The vet (who is an older gentleman and has been in practice like forever) had seen him twice (once for the leg and once for a patent urachus/ navel infection) and was really sure both times that he would straighten out in a few weeks. So I let a few weeks go by hoping he was right. I really, really wanted to believe it was something that would straighten out. And it has gotten stronger, from side to side. But the bone still has the funky curved shape. So maybe I need to get on the phone to some vets and see who will look at him. I dunno. It's really discouraging. My first and only foal, and he has to be messed up.  

A friend thought it could be a bowed tendon, but I have never heard of a bowed tendon on the front of a leg, just the back, correct? 

Here are some more photos of him playing. He is so healthy otherwise. What are the odds of my only foal being deformed?


----------



## trailhorserider (Oct 13, 2009)

lilruffian said:


> These pics are of a friend's filly, born in April of 2008. When she was born, her front legs were bent _severely_ (so much that she couldn't reach up to nurse & had to be put on a bale of hay & bottle fed). You can sort of see it in the first picture (her front legs are pushing forward).
> Her back legs were back & for the first few weeks she was actually walking on her fetlocks & not her hooves :-( (if you look closely in the 2nd pic you can see how her back feet curl upwards toward her belly - you have to look _close_!)
> The third is of her after a month or two (note how her front legs are still curled, but alot straighter than when she was born) & shes standing rather bracingly on her back feet.
> The last is of her as a weanling & her legs are quite normal & staight now as a 2-year-old. They've even started riding her
> So there is hope that your guy's might straighten out. :wink:


Thanks lilruffian, I'm go glad the filly is doing well now. She looks great!


----------



## corinowalk (Apr 26, 2010)

That is for sure NOT a bowed tendon. All the bows I have ever seen have been on the fore and if it was bad enough that you could see it in a hind leg...he would most certainly be lame. 

With this last set of pictures, I would have to agree with MM. It might not always be the prettiest leg...but it sure looks functional. Calling another vet in wouldnt be a bad idea. Atleast the option would be there.


----------



## Knaagdier (May 3, 2010)

I think it would be a good idea to get it looked at as soon as possible (a brace too) which will be the most effective now in the early years of his growth.


----------



## Indyhorse (Dec 3, 2009)

^^ Agreed. He sure looks sound enough on it, and it might well be only a cosmetic flaw in his later years. But very worth getting a second opinion and see if bracing is an option/good idea.

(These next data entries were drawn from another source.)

PR #355, opened 2022-09-27
Closes #352

### LINKED ISSUE #352: `StoppingMTDdistribution` class cleanup.

To do:

- [ ] Revise documentation
  - [ ] Replace `##'` by `#'`
  - [ ] Add to `pkgdown.yml`
- [ ] Add unit tests
  - [ ] For classes:
  - [ ] For functions: as usual
- [ ] Refactor as needed
  - [ ] Remove `keywords` tags
  - [ ] For classes:

wwojciech:
Closes #352


R/Rules-class.R
```diff
@@ -1331,71 +1331,64 @@ StoppingTargetProb <- function(target,
...
+## class ----
 
-                     o$result()
-                 })
-validObject(.StoppingMTDdistribution())
+#' `StoppingMTDdistribution`
+#'
+#' @description `r lifecycle::badge("stable")`
+#'
+#' [`StoppingMTDdistribution`] is the class for stopping based on MTD distribution.
```
danielinteractive, line 1342:
```suggestion
#' [`StoppingMTDdistribution`] is the class for stopping based on the posterior distribution of the MTD.
```

R/Rules-class.R
```diff
@@ -1331,71 +1331,64 @@ StoppingTargetProb <- function(target,
...
+#' It is used for the cases where the stopping occurs when there exists
+#' `prob` probability above a threshold of `tresh` of the current MTD been
+#' reached. Here, the MTD is defined as the dose for which `prob(DLT) = target`.
```
danielinteractive, line 1345:
```suggestion
#' reached. Here, the MTD is defined as the dose for which `prob(DLT)` is closest to the target.
```
because we don't get equality to any number?

danielinteractive: hm can you please check the logic used in https://github.com/Roche/crmPack/blob/main/R/Rules-methods.R and then reword this accordingly? I think the original wording was already misleading

danielinteractive (commented):
thanks Wojciech, please see inside

R/Rules-class.R
wwojciech: > because we don't get equality to any number?

Thanks @danielinteractive, hmm, I think this is the equality (excluding any differences resulting from finite arithmetic precisions issues). See the extract from the corresponding method function:
```
mtdSamples <- dose(x = stopping@target, model, samples)
 ```

Comment (danielinteractive) [reply R/Rules-class.R:1345]: but I guess `dose()` is doing this via closest one and not via equality right? Otherwise we would need to have infinitely fine dose grid

Comment (wwojciech) [reply R/Rules-class.R:1345]: > but I guess `dose()` is doing this via closest one and not via equality right? Otherwise we would need to have infinitely fine dose grid

I think the `dose()` computes the dose regardless the dose grid. See the example below.
```
setMethod(
  f = "dose",
  signature = signature(
    x = "numeric",
    model = "LogisticNormal",
    samples = "Samples"
  ),
  definition = function(x, model, samples) {
    assert_subset(c("alpha0", "alpha1"), names(samples@data))
    alpha0 <- samples@data$alpha0
    alpha1 <- samples@data$alpha1
    ref_dose <- as.numeric(model@ref_dose)
    assert_probabilities(x, len = h_null_if_scalar(alpha0))

    exp((logit(x) - alpha0) / alpha1) * ref_dose
  }
)
```

danielinteractive: hm ok maybe I have to read this again in detail. somehow the class description is not clear to me right now (also before)

wwojciech: Thanks @danielinteractive, I agree, I have just done some changes now, do you think it is ok now?

danielinteractive (approved):
ok looks good, thanks Wojciech!

PR #357, opened 2022-09-28
Closes #356

### LINKED ISSUE #356: `StoppingMTDCV` class cleanup.

To do:

- [x] Revise documentation
  - [x] Replace `##'` by `#'`
  - [x] Add to `pkgdown.yml`
- [x] Add unit tests
  - [x] For classes:
  - [x] For functions: as usual
- [x] Refactor as needed
  - [x] Remove `keywords` tags
  - [x] For classes:

wwojciech:
Closes #356

### DIFF
--- a/R/Rules-validity.R
+++ b/R/Rules-validity.R
@@ -422,10 +422,6 @@ v_stopping_mtd_distribution <- function(object) {
   v$result()
 }
 
-#' @describeIn v_stopping validates that the [`StoppingLowestDoseHSRBeta`]
-#'  object contains valid probability target, threshold and shape parameters.
-v_stopping_lowest_dose_hsr_beta <- v_increments_hsr_beta
-
 #' @describeIn v_stopping validates that the [`StoppingMTDCV`] object
 #'   contains valid probability target and percentage threshold.
 v_stopping_mtd_cv <- function(object) {
@@ -435,8 +431,12 @@ v_stopping_mtd_cv <- function(object) {
     "target must be probability value from (0, 1) interval"
   )
   v$check(
-    test_probability(object@thresh_cv / 100, bounds_closed = FALSE),
+    test_probability(object@thresh_cv / 100, bounds_closed = c(FALSE, TRUE)),
     "thresh_cv must be percentage > 0"
   )
   v$result()
 }
+
+#' @describeIn v_stopping validates that the [`StoppingLowestDoseHSRBeta`]
+#'  object contains valid probability target, threshold and shape parameters.
+v_stopping_lowest_dose_hsr_beta <- v_increments_hsr_beta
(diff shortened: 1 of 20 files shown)


R/Rules-validity.R
```diff
@@ -435,8 +431,12 @@ v_stopping_mtd_cv <- function(object) {
     "target must be probability value from (0, 1) interval"
```
danielinteractive, line 431: need to adapt this?
```suggestion
    "target must be probability value from (0, 1] interval"
```

tests/testthat/test-Rules-class.R
```diff
@@ -422,18 +422,25 @@ test_that("StoppingMTDdistribution object can be created with user constructor",
...
-
-test_that("StoppingMTDCV object can be created with user constructor", {
+test_that("StoppingMTDCV object can be created with user constructor (default)", {
   result <- expect_silent(StoppingMTDCV())
   expect_valid(result, "StoppingMTDCV")
+  expect_identical(result@target, 0.3)
+  expect_identical(result@thresh_cv, 40)
+})
+
+test_that("StoppingMTDCV object can be created with user constructor (de", {
```
danielinteractive, line 439:
```suggestion
test_that("StoppingMTDCV object can be created with user constructor (default)", {
```
?

tests/testthat/test-Rules-validity.R
```diff
@@ -880,48 +872,47 @@ test_that("v_stopping_mtd_distribution returns message for non-valid prob", {
...
 
-  expect_equal(
-    v_stopping_mtd_cv(object),
-    c(
-      "target must be probability value from (0, 1) interval",
-      "thresh_cv must be percentage > 0"
-    )
-  )
+  # Changing `target` so that it does not represent allowed probability value.
+  object@target <- 1
```
danielinteractive, line 885: I thought that should be ok?

danielinteractive (commented):
thanks Wojciech!

tests/testthat/test-Rules-class.R
wwojciech: Oh, that is a typo. Tx!

tests/testthat/test-Rules-validity.R
wwojciech: See the comment for the first conversation, above.

R/Rules-validity.R
```diff
@@ -435,8 +431,12 @@ v_stopping_mtd_cv <- function(object) {
...
   )
   v$check(
-    test_probability(object@thresh_cv / 100, bounds_closed = FALSE),
+    test_probability(object@thresh_cv / 100, bounds_closed = c(FALSE, TRUE)),
```
danielinteractive, line 434: OK I guess I confused with this here - maybe good if you double check that the tests for this are correct?

wwojciech: I think this is ok, so `tresh_cv = 100` means that we stop for sure, regardless of the posterior dose samples, as:
```
do_stop <- (mtd_cv <= stopping@thresh_cv)
```
and `mtd_cv` takes on value from `[0, 1]`.

danielinteractive (approved):
thanks I just double checked the tests you have for the `thresh_cv` and looks good

PR #366, opened 2022-09-29
Closes #358

### LINKED ISSUE #358: `test-Rules-validity` - add few more specific test.
A few more tests should be added for the edge case. For instance:

- [x] if a slot of a class stores a probability value without `0`, `1` bounds, there should be a tests checking if the validation function reports a proper error for these edge case.
- [x] Also, if `0` or `1` is allowed, then it should be checked that the validation function passes when user tries to specify these edge values.
- [x] Also adjust the help for classes for same cases.

wwojciech:
Closes #358

### DIFF
--- a/R/Rules-class.R
+++ b/R/Rules-class.R
@@ -35,7 +35,8 @@ setClass(
 #'
 #' [`NextBestMTD`] is the class for next best dose based on MTD estimate.
 #'
-#' @slot target (`proportion`)\cr target toxicity probability.
+#' @slot target (`proportion`)\cr target toxicity probability, except \eqn{0} or
+#'   \eqn{1}.
 #' @slot derive (`function`)\cr a function which derives the final next best MTD
 #'   estimate, based on vector of posterior MTD samples. It must therefore accept
 #'   one and only one argument, which is a numeric vector, and return a number.
@@ -99,7 +100,7 @@ NextBestMTD <- function(target, derive) {
 #' @slot overdose (`numeric`)\cr the overdose toxicity interval (lower limit
 #'   excluded, upper limit included). It is used to filter probability samples.
 #' @slot max_overdose_prob (`proportion`)\cr maximum overdose posterior
-#'   probability that is allowed.
+#'   probability that is allowed, except \eqn{0} or \eqn{1}.
 #'
 #' @aliases NextBestNCRM
 #' @export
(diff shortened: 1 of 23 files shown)


R/Rules-class.R
```diff
@@ -35,7 +35,8 @@ setClass(
 #'
 #' [`NextBestMTD`] is the class for next best dose based on MTD estimate.
 #'
-#' @slot target (`proportion`)\cr target toxicity probability.
+#' @slot target (`proportion`)\cr target toxicity probability, except \eqn{0} or
+#'   \eqn{1}.
```
danielinteractive, line 39: for maintenance purpose, highly recommend to just say 1 or 0 without the markup around it.

R/Rules-class.R
```diff
@@ -709,9 +712,9 @@ setClass(
 #' @slot intervals (`numeric`)\cr a vector with the left bounds of the relevant
 #'   intervals. This parameters specifies the right bounds of the intervals.
 #'   For example, `intervals  = c(0, 50, 100)` specifies three intervals:
-#'   (0, 50), [50, 100) and [100, +Inf). That means, the right bound of the
-#'   intervals are exclusive to the interval and the last interval goes from the
-#'   last value to infinity.
+#'   \eqn{(0, 50)}, \eqn{[50, 100)} and \eqn{[100, +Inf)}. That means, the right
```
danielinteractive, line 715: here it is useful and ok

R/Rules-class.R
```diff
@@ -761,21 +764,24 @@ IncrementsRelative <- function(intervals, increments) {
...
+#' dose in case of a DLT in part \eqn{1}, or `clean_start` shift (e.g. \eqn{0})
+#' in case of no DLTs in part \eqn{1}.
+#' If part \eqn{1} will still be on in the
+#' next cohort, then the next dose level will be the next higher dose level in
+#' the `part1Ladder` slot of the data object.
+#' If part \eqn{2} has been started before, the usual relative increment rules
+#' apply, see [`IncrementsRelative`].
+#'
+#' @slot dlt_start (`count`)\cr the dose level increment for starting part
+#'   \eqn{2} in case of a DLT in part \eqn{1}.
```
danielinteractive, line 779: also here, just 2 and 1

danielinteractive (commented):
thanks Wojciech, please see inside

R/Rules-class.R
wwojciech: ohhh, sure, then It would be a lot o changes now :)

R/Rules-class.R
wwojciech: acha ok.

R/Rules-class.R
danielinteractive: you can try find and replace across files, tip:

Replace a string with another one in multiple files in this directory:
`perl -pi -w -e 's/OldText/NewText/g;' *.txt`

danielinteractive (approved):

PR #368, opened 2022-09-30
Closes #367 Change rule from 1 to 2 to return always a value

### LINKED ISSUE #367: OneParExpNormalPrior - skel_fun_inv produce NA
The following code is also part of the JSS publication (Bove et al. 2019) which provides code for the one-parameter CRM (O’Quigley et al. 1990):

https://github.com/Roche/crmPack/blob/d7cb6def0d43ba7cffbb439b367feda027934991/R/Model-class.R#L2621-L2622

Two interpolation functions are introduced to be able to get any DLT prob over the dose range and any dose for a given DLT probability. 

In the function skel_fun_inv the parameter rule=1 is specified. That means that NAs are returned when the prob is outside the range of skel_probs. The Problem is that crmPack cannot deal with NAs in some context (e.g. next best dose) and therefore simulations runs into errors.

I think that rule=2 fix the problem (lowest or highest dose is returned when prob outside skel_probs), return what we want and is in line with the behavior of crmPack (to always return a dose).

I am not sure if there was a reason to choose rule=1 in the JSS paper, therefore I also ask @TJaki for input to this issue.

0liver0815:
Closes #367

### DIFF
--- a/R/Model-class.R
+++ b/R/Model-class.R
@@ -2619,7 +2619,7 @@ OneParExpNormalPrior <- function(skel_probs,
   assert_number(sigma2, lower = .Machine$double.xmin, finite = TRUE)
 
   skel_fun <- approxfun(x = dose_grid, y = skel_probs, rule = 2)
-  skel_fun_inv <- approxfun(x = skel_probs, y = dose_grid, rule = 1)
+  skel_fun_inv <- approxfun(x = skel_probs, y = dose_grid, rule = 2)
 
   .OneParExpNormalPrior(
     skel_fun = skel_fun,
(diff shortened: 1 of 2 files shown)


danielinteractive (approved):

danielinteractive:
@0liver0815 thanks again, if possible it would be best to even have a small test that fails because there is NA in the current version, and then shows that it works now

danielinteractive:
@0liver0815 I think here just a test is missing?

0liver0815:
@danielinteractive I am working on a test. I think I will commit today. Then the request can be merged.

0liver0815:
@danielinteractive Test case added.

He's a darling foal, and a slightly funky leg doesn't detract from how lovely he is overall, for sure!


----------



## reyvin (May 16, 2010)

trailhorserider said:


> Here are some more photos of him playing. He is so healthy otherwise. What are the odds of my only foal being deformed?


i love the second pic where he is trying to "kill" the evil grain bag! ****. I swaer int he first one he is saying "Dont worry I shall defend you from that evil bag!" and in the second one he is saying "HAH take that! and that! and That! "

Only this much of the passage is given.